[Records from a dataset]

Issue #3915, opened 2016-11-18
Custom deactivate scripts in etc/conda/deactivate.d/ cannot modify the PATH environment variable


dmaxime:
On Windows with conda 4.2.9, I am attempting to set environment-specific environment variables by following [this documentation](http://conda.pydata.org/docs/using/envs.html#windows).

I've set up the following custom activate/deactivate scripts in the environment folder.
In `etc/conda/activate.d/env_vars.bat`:
```
set R_HOME=C:\Local\Programs\R-3.3.2
set R_USER=C:\Users\ENCPB\Documents\
set R_LIBS_USER=C:\Local\Programs\R_libs
set PATH=C:\Local\Programs\R-3.3.2\bin:%PATH%
```

In `etc/conda/deactivate.d/env_vars.bat`:
```
set R_HOME=
set R_USER=
set R_LIBS_USER=
set PATH=%PATH:C:\Local\Programs\R-3.3.2\bin:=%
```

`R_HOME`, `R_USER`, `R_LIBS_USER` are properly set and unset, but not `PATH`. It is properly set but the deactivate script leaves `C:\Local\Programs\R-3.3.2\bin` in the PATH.

In the global Anaconda `Scripts\deactivate.bat` script, the `PATH` environment variable is actually set **after** the custom `etc/conda/deactivate.d/` scripts are run. Any change custom scripts do to `PATH` is ignored.

njalerikson:
Well first of all in the Windows and CMD.EXE world the `PATH` is `;` delimited not `:` delimited.

So in your `etc\conda\activate.d\env_var.bat`:

```
set PATH=C:\Local\Programs\R-3.3.2\bin;%PATH%
```

And in your `etc\conda\deactivate.d\env_var.bat`:

```
set PATH=%PATH:C:\Local\Programs\R-3.3.2\bin;=%
```

dmaxime:
True, sorry for the confusion.. 
I have corrected both `env_var.bat` scripts with your suggestions and the behavior remains identical: 
- `R_HOME`, `R_USER`, `R_LIBS_USER` are properly set and unset
- `C:\Local\Programs\R-3.3.2\bin` is not removed from `PATH` 

I have been able to correct that behavior by making the global Anaconda `Scripts\deactivate.bat` script execute the environment-specific `etc/conda/deactivate.d/` scripts at the very beginning (before the `@SETLOCAL` command. I am not sure, though, if this could trigger any undesirered side-effect. 

[...]

Issue #6919, opened 2018-02-22
csh prompt handling & deactivate broken


jrevans:
**I'm submitting a...**
  - [x] bug report
  - [ ] feature request

## Current Behavior

In a csh shell, after sourcing the '~/miniconda3/etc/profile.d/conda.csh'

When activating the environment the original prompt is not a part of the new prompt.

Neither is it reverted to the original prompt when deactivating.

Additionally, when deactivating the 'CONDA' specific env vars are not removed from the environment.

### Steps to Reproduce

```
$> echo "'$prompt'"
'$> '
$> conda activate test_env
(test_env) echo "'$prompt'"
'(test_env) '
(test_env) conda deactivate
env | grep CONDA
_CONDA_EXE=/home/jrevans/miniconda3/bin/conda
_CONDA_ROOT=/home/jrevans/miniconda3
CONDA_SHLVL=0
CONDA_DEFAULT_ENV=test_env
CONDA_PREFIX=/home/jrevans/miniconda3/envs/test_env
CONDA_PROMPT_MODIFIER=(test_env) 
CONDA_PYTHON_EXE=/home/jrevans/miniconda3/bin/python

```

## Expected Behavior

The prompt needs to be preserved throughout and the conda env vars need to be removed from the environment.

I have attached a version of the '.../etc/profile.d/conda.csh' script that fixes the prompt problem.

The env var problem can be fixed by changing the results of 'conda shell.csh deactivate' to use 'unsetenv' instead of 'unset'

[conda.csh.txt](https://github.com/conda/conda/files/1748844/conda.csh.txt)

njalerikson:
Resolved with #7041

Issue #6877, opened 2018-02-14
handle non-zero exit codes in conda.csh


kalefranz:
See https://github.com/conda/conda/issues/6785#issuecomment-360560807

kalefranz:
Good first issue for someone familiar with csh and/or tcsh.

njalerikson:
resolved via #7042

Issue #6595, opened 2017-12-28
Clean up activate.py using proper OO inheritence


kalefranz:
See

* https://github.com/conda/conda/pull/6585#issuecomment-354178822
* https://github.com/conda/conda/pull/6585#issuecomment-354303897

kalefranz:
Good first issue for someone comfortable with object oriented programming.

PR #7026, opened 2018-03-13
Two phase deactivate

njalerikson:
This is the PR for #3915.

As discussed there this PR solves the `{de,}activate.d` scripts' issue of being unable to change the `$PATH` by introducing a two phase deactivate.

Two phase because upon the first call, if there are `deactivate.d` scripts then the first phase is to source those scripts and then to do a second conda call - `deactivatepost`. The second phase, the deactivate post, will then perform the final unsetting, prompt modifications, and `$PATH` modification. If however there are no `deactivate.d` scripts then there will only be a single deactivate phase.

This is a relatively dumb fix in my opinion, primarily because I've statically embedded the `deactivatepost` command in the Activator class for each shell. I would love to hear any smarter ideas.

As discussed with @kalefranz, this is not an ideal fix but rather a quick fix until other longterm ideas become reality.

### DIFF
--- a/conda/activate.py
+++ b/conda/activate.py
@@ -26,12 +26,18 @@ class _Activator(object):
     # Shells should also use 'reactivate' following conda's install, update, and
     #   remove/uninstall commands.
     #
-    # All core logic is in build_activate() or build_deactivate(), and is independent of
-    # shell type.  Each returns a map containing the keys:
-    #   export_vars
-    #   unset_var
-    #   activate_scripts
-    #   deactivate_scripts
+    # All core logic is in the build_*() functions:
+    #   - build_activate()
+    #   - build_deactivate()
+    #   - build_reactivate()
+    #   - build_post()
+    # and is independent of shell type.  Each returns a map optionally containing the keys:
+    #   unset_vars          (tuple of keys to unset)
+    #   export_vars         (dict of key-values to export)
+    #   set_vars            (dict of key-values to set)
+    #   activate_scripts    (tuple of activate scripts)
+    #   deactivate_scripts  (tuple of deactivate scripts)
+    #   post                (bool to include post command)
     #
     # The value of the CONDA_PROMPT_MODIFIER environment variable holds conda's contribution
     #   to the command prompt.
@@ -87,6 +93,10 @@ class _Activator(object):
         return self._finalize(self._yield_commands(self.build_reactivate()),
                               self.tempfile_extension)
 
+    def post(self):
+        return self._finalize(self._yield_commands(self.build_post()),
+                              self.tempfile_extension)
+
     def execute(self):
         # return value meant to be written to stdout
         self._parse_and_set_args(self._raw_arguments)
@@ -96,7 +106,8 @@ class _Activator(object):
         # the first index of arguments MUST be either activate, deactivate, or reactivate
         if arguments is None:
             from .exceptions import ArgumentError
-            raise ArgumentError("'activate', 'deactivate', or 'reactivate' command must be given")
+            raise ArgumentError("'activate', 'deactivate', 'reactivate', or 'post' command must "
+                                "be given")
 
         command = arguments[0]
         arguments = tuple(drop(self.shift_args + 1, arguments))
@@ -107,13 +118,14 @@ class _Activator(object):
 
         if not command:
             from .exceptions import ArgumentError
-            raise ArgumentError("'activate', 'deactivate', or 'reactivate' command must be given")
+            raise ArgumentError("'activate', 'deactivate', 'reactivate', or 'post' command must "
+                                "be given")
         elif help_requested:
             from . import CondaError
             class Help(CondaError):  # NOQA
                 pass
             raise Help("help requested for %s" % command)
-        elif command not in ('activate', 'deactivate', 'reactivate'):
+        elif command not in ('activate', 'deactivate', 'reactivate', 'post'):
             from .exceptions import ArgumentError
             raise ArgumentError("invalid command '%s'" % command)
         elif command == 'activate' and len(remainder_args) > 1:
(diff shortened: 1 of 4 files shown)


conda/activate.py
```diff
@@ -99,6 +105,8 @@ def __init__(self, shell, arguments=None):
             self.export_var_tmpl = '@SET "%s=%s"'
             self.run_script_tmpl = '@CALL "%s"'
 
+            self.deactivatepost_tmpl = """@CALL %_CONDA_EXE% shell.cmd.exe deactivatepost"""
```
mbargull: For `cmd.exe`, I think  we'd need the monstrosity of
https://github.com/conda/conda/blob/4.5.0rc0/conda/shell/Library/bin/conda.bat#L45
https://github.com/conda/conda/blob/4.5.0rc0/conda/shell/Library/bin/conda.bat#L50-L52
(Maybe with a slightly different variable name for `_TEMP_SCRIPT_PATH` to avoid collision?)

conda/activate.py
```diff
@@ -111,6 +119,8 @@ def __init__(self, shell, arguments=None):
             self.export_var_tmpl = 'set -gx %s "%s"'
             self.run_script_tmpl = 'source "%s"'
 
+            self.deactivatepost_tmpl = """eval $_CONDA_EXE shell.fish deactivatepost"""
```
mbargull: For `fish` we need two `eval`s, acc. to https://github.com/conda/conda/blob/4.5.0rc0/conda/shell/etc/fish/conf.d/conda.fish#L92.

conda/activate.py
```diff
@@ -291,6 +308,28 @@ def build_activate(self, env_name_or_prefix):
 
     def build_deactivate(self):
         # query environment
+        try:
```
mbargull: Better avoid a large `try: ... except` block, i.e.,
```python
try:
    old_conda_prefix = self.environ['CONDA_PREFIX']
except KeyError:
    pass
else:
    ...
```
or (more consistent with the other code in this file)
```python
old_conda_prefix = self.environ['CONDA_PREFIX']
if old_conda_prefix is not None:
    ...
```

conda/activate.py
```diff
@@ -147,6 +157,10 @@ def deactivate(self):
         return self._finalize(self._yield_commands(self.build_deactivate()),
                               self.tempfile_extension)
 
+    def deactivatepost(self):
+        return self._finalize(self._yield_commands(self.build_deactivatepost()),
+                              self.tempfile_extension)
+
     def reactivate(self):
```
mbargull: For `reactivate` we also need a two-staged process if we have `deactivate` scripts.

conda/activate.py
```diff
@@ -62,6 +62,8 @@ def __init__(self, shell, arguments=None):
             self.set_var_tmpl = "%s='%s'"
             self.run_script_tmpl = '\\. "%s"'
 
+            self.deactivatepost_tmpl = """eval "$(PS1="$PS1" $_CONDA_EXE shell.posix deactivatepost)" """
```
mbargull: Use `\eval` to guard against potential `alias`es.

conda/activate.py
```diff
@@ -87,6 +91,8 @@ def __init__(self, shell, arguments=None):
             self.export_var_tmpl = "$%s = '%s'"
             self.run_script_tmpl = 'source "%s"'
 
+            self.deactivatepost_tmpl = """!(@(_CONDA_EXE) shell.xonsh deactivatepost)"""
```
mbargull: Looking at https://github.com/conda/conda/blob/4.5.0rc0/conda/shell/conda.xsh#L24-L38, it seems we need some more code for `xonsh` to properly source the output.

mbargull:
https://github.com/conda/conda/blob/4.5.0rc0/tests/test_activate.py will need to be adjusted accordingly once the code is finalized.

conda/activate.py
njalerikson: wow I didn't even process how ugly the `cmd.exe` version was...

njalerikson:
The fixes thus far has addressed the nix shells, I haven't looked further at the win shells yet.

Yes, the activate tests need to be updated as well.

I've also addressed two other CSH issues (#6919, #6877) since I was already touching the CSH script. The fix to #6919 is courtesy of @jonathaneichelberger.

conda/activate.py
```diff
@@ -23,21 +24,31 @@ class Activator(object):
...
+    #   set_vars            (dict of key-values to set)
+    #   export_vars         (dict of key-values to export)
+    #   unset_vars          (tuple of keys to unset)
+    #   unexport_vars       (tuple of keys to un-export)
+    #   activate_scripts    (tuple of activate scripts)
+    #   deactivate_scripts  (tuple of deactivate scripts)
+    #   deactivatepost      (bool to include deactivate post command)
+    #   reactivatepost      (bool to include reactivate post command)
     #
-    # The value of the CONDA_PROMPT_MODIFIER environment variable holds conda's contribution
```
mbargull: The prevalent (and linter-checked, https://github.com/conda/conda/blob/4.5.0rc0/setup.cfg#L34) style in the code base uses a 99 character line limit. Please don't enforce foreign rules and revert all those changes.

conda/activate.py
```diff
@@ -71,10 +87,16 @@ def __init__(self, shell, arguments=None):
             self.command_join = ';\n'
 
             self.unset_var_tmpl = 'unset %s'
-            self.export_var_tmpl = 'setenv %s "%s"'
+            self.unexport_var_tmpl = 'unsetenv %s'
```
mbargull: I see no reason to introduce `unexport_var_tmpl`. With your changes you effectively just replaced `unset_var_tmpl` with that. The `unset_var_tmpl` is only used to unset environment variables. If you think `unsetenv` should be used for `csh`, then just you that in `unset_var_tmpl`.

conda/activate.py
```diff
@@ -58,10 +69,15 @@ def __init__(self, shell, arguments=None):
             self.command_join = '\n'
 
             self.unset_var_tmpl = '\\unset %s'
-            self.export_var_tmpl = "\\export %s='%s'"
+            self.unexport_var_tmpl = self.unset_var_tmpl
             self.set_var_tmpl = "%s='%s'"
+            self.export_var_tmpl = "\\export %s='%s'"
             self.run_script_tmpl = '\\. "%s"'
 
+            self.post_tmpl = dedent("""\
```
mbargull: Don't overly complicate things, just use
```python
self.post_tmpl = '''eval "$(PS1="${PS1}" "${_CONDA_EXE}" shell.posix %spost)"'''
```

conda/activate.py
```diff
@@ -84,9 +106,18 @@ def __init__(self, shell, arguments=None):
...
 
             self.unset_var_tmpl = 'del $%s'
+            self.unexport_var_tmpl = self.unset_var_tmpl
             self.export_var_tmpl = "$%s = '%s'"
+            self.set_var_tmpl = self.export_var_tmpl
             self.run_script_tmpl = 'source "%s"'
 
+            self.post_tmpl = dedent("""\
+                post_pipeline = !(@(_CONDA_EXE) shell.xonsh %spost)
+                post_stdout = _raise_pipeline_error(post_pipeline)
```
mbargull: `_raise_pipeline_error` is a function defined in https://github.com/conda/conda/blob/4.5.0rc0/conda/shell/conda.xsh#L24-L31. We shouldn't assume it's always available.

conda/activate.py
```diff
@@ -84,9 +106,18 @@ def __init__(self, shell, arguments=None):
             self.command_join = '\n'
 
             self.unset_var_tmpl = 'del $%s'
+            self.unexport_var_tmpl = self.unset_var_tmpl
             self.export_var_tmpl = "$%s = '%s'"
+            self.set_var_tmpl = self.export_var_tmpl
             self.run_script_tmpl = 'source "%s"'
 
+            self.post_tmpl = dedent("""\
```
mbargull: I'm not big fan of the line-continuation characters in Python code.
I'd rather just
```python
self.post_tmpl = dedent("""
...
""".strip("\n"))
```
or
```python
self.post_tmpl = "\n".join((
    "line1",
    "line2",
))
```

conda/activate.py
```diff
@@ -96,9 +127,15 @@ def __init__(self, shell, arguments=None):
             self.command_join = '\r\n' if on_win else '\n'
 
             self.unset_var_tmpl = '@SET %s='
+            self.unexport_var_tmpl = self.unset_var_tmpl
             self.export_var_tmpl = '@SET "%s=%s"'
+            self.set_var_tmpl = self.export_var_tmpl
             self.run_script_tmpl = '@CALL "%s"'
 
+            self.post_tmpl = dedent("""\
+                @CALL %_CONDA_EXE% shell.cmd.exe %spost\
```
mbargull: I know this part is WIP, so just a heads-up: use `%%_CONDA_EXE%%`.

conda/activate.py
```diff
@@ -234,15 +308,18 @@ def build_activate(self, env_name_or_prefix):
             #  i.e. step back down
             return self.build_deactivate()
 
-        activate_scripts = self._get_activate_scripts(prefix)
+        assert 0 <= old_conda_shlvl <= max_shlvl
+
+        args = {}
```
mbargull: I'd rather not have these unrelated `args = {}` changes in this PR.
It maybe would make sense to do that as part of https://github.com/conda/conda/issues/6595.

conda/shell/etc/profile.d/conda.csh
```diff
@@ -4,43 +4,49 @@
 # or in ~/.cshrc add the line
 #   source <CONDA_ROOT>/etc/profile.d/conda.csh
 
-# This block should only be for dev work. Under normal installs, _CONDA_EXE will be templated
-# in at the top of this file.
+# This block should only be for dev work. Under normal installs, _CONDA_EXE
+# will be templated in at the top of this file.
```
mbargull: Like with the Python code: Just retain the 99 character lines.

conda/shell/etc/profile.d/conda.csh
```diff
@@ -4,43 +4,49 @@
...
-            $_CONDA_EXE $argv[1-]
-            eval `$_CONDA_EXE shell.csh reactivate`
+            ${_CONDA_EXE:q} ${argv[1-]:q}
+            set ask_conda="`(setenv prompt '${prompt}' ; '${_CONDA_EXE}' shell.csh reactivate)`" || exit ${status}
+            eval "${ask_conda}"
             rehash
             breaksw
         default:
-            $_CONDA_EXE $argv[1-]
+            ${_CONDA_EXE:q} ${argv[1-]:q}
```
mbargull: I don't know `csh`, so can't really comment on those changes. I guess it makes sense to put that in a separate PR, so that it's easier for a C-shell-knowing person to review.

conda/shell/etc/profile.d/conda.sh
```diff
@@ -9,24 +9,25 @@ _conda_set_vars() {
     elif [ -n "${POSH_VERSION:+x}" ]; then
         _CONDA_SHELL_FLAVOR=posh
     else
-        # default to dash; if we run into a problem here, please raise an issue
+        # default to dash; if we run into a problem here, please raise an
```
mbargull: ditto, character limit

conda/activate.py
njalerikson: Didn't realize conda wasn't using the 78 char convention.

conda/activate.py
njalerikson: While I agree with this I chose to add it as it makes the solution more distinct in what it's actually unsetting - but alright - I'll revert.

conda/activate.py
njalerikson: Well I would also expect any changes to the individual shell scripts to also make mirrored updates to the applicable `post_tmpl`. This is why I consider this implementation to be relatively dumb.

conda/activate.py
njalerikson: I totally agree, I still haven't quite decided what I prefer. Will reconsider this.

conda/activate.py
njalerikson: It was introduced in part because of the unexport idea but also because I know that the prompt support is currently limited to posix and csh. This change was done for future needs in the update prompt function. But since that's being reverted I guess this will be reverted as well.

conda/shell/etc/profile.d/conda.csh
njalerikson: CSH's `:q` variable modifier properly preserves quoting within the variables. I was trying to do this same trick for the `'${2}' ${argv[3-]}` but due to the sub-shelling it doesn't work (CSH is fun...).

As for another PR to improve review, from my experience with Conda (and just looking at how long CSH issues remain unaddressed in Conda) it will not be easy to find another CSH user.

kalefranz:
I know I've been absent the last week or so.  Been working on some other projects.  I'm generally onboard with this approach now, even though I may have hinted that I wasn't in #3915.

I do prefer that we try to keep PRs as single-purpose as possible.  And I don't mind breaking PRs into multiple, that must be reviewed and merged in a certain order, if one builds on another.

kalefranz:
I'm guessing there are several problems with csh/tcsh support.  I'm glad we're finally looking at it again!

kalefranz:
Want to rebase this one again master now and see where we're at?

njalerikson:
Woohoo! A successful rebase!

njalerikson:
If still desired I'll roll back the incremental minor changes I have introduced and bundle them into a separate PR.

njalerikson:
@kalefranz do we want this to be implemented before or after #6518?

njalerikson:
I realized that actually all three functions (`activate`, `deactivate`, and `reactivate`) all had cases where a `post` function was necessary.

So I back tracked a little and instead of splitting each function into two phases (e.g. `deactivate` and `deactivatepost`) I introduced a new function called `post`. The `post` function relies on a new environment variable `$CONDA_POST` which is a `old_prefix:new_prefix` syntax. This then allows the `post` command to only deal with fixing the `$PATH` after the necessary `deactivate.d` scripts have been called (as well as unsetting `$CONDA_POST`).

Yes I am still missing the `post_tmpl` for `cmd.exe` and `powershell`. And yes I am still missing tests.

njalerikson:
I think I have addressed the issues for Nix shells.

@kalefranz Is this still a PR that is of interest? If so then I'll start hacking on the Powershell and Cmd.exe solutions that are still missing.

njalerikson:
Just realized that Powershell isn't actually supported yet. So I guess I'll keep ignoring that one for now.

beenje:
Anything I could do to help this PR move forward?

beenje:
I'd really like to be able to modify the PATH in activate/deactivate script.
@mbargull is it worth me trying to rebase this PR on master and keep only what is needed?

beenje:
Thanks for the reply @msarahan. I'll give it a try!

beenje:
Looking at this PR, I wonder if it wouldn't be easier to save the original PATH in an environment variable during the activate and always restore it during deactivate.

That wouldn't allow to modify the PATH in the deactivate.d scripts. But I think what we really want is for the PATH to always be the same as before the activate after deactivate (even when the PATH was modified during the activate.d scripts).

This idea didn't come up when discussing #3915. Is that a bad idea?

beenje:
This PR is quite old and the PATH issue has been resolved by https://github.com/conda/conda/pull/8464

My guess is that it should be closed.

msarahan:
@njalerikson I'll close this, but I'm happy to reopen if it still needs to be considered.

[EXERCISE AIM] Every line above in which the word "know" occurs is to be copied.

[ANSWER SECTION]
mbargull: I know this part is WIP, so just a heads-up: use `%%_CONDA_EXE%%`.
mbargull: I don't know `csh`, so can't really comment on those changes. I guess it makes sense to put that in a separate PR, so that it's easier for a C-shell-knowing person to review.
njalerikson: It was introduced in part because of the unexport idea but also because I know that the prompt support is currently limited to posix and csh. This change was done for future needs in the update prompt function. But since that's being reverted I guess this will be reverted as well.
I know I've been absent the last week or so.  Been working on some other projects.  I'm generally onboard with this approach now, even though I may have hinted that I wasn't in #3915.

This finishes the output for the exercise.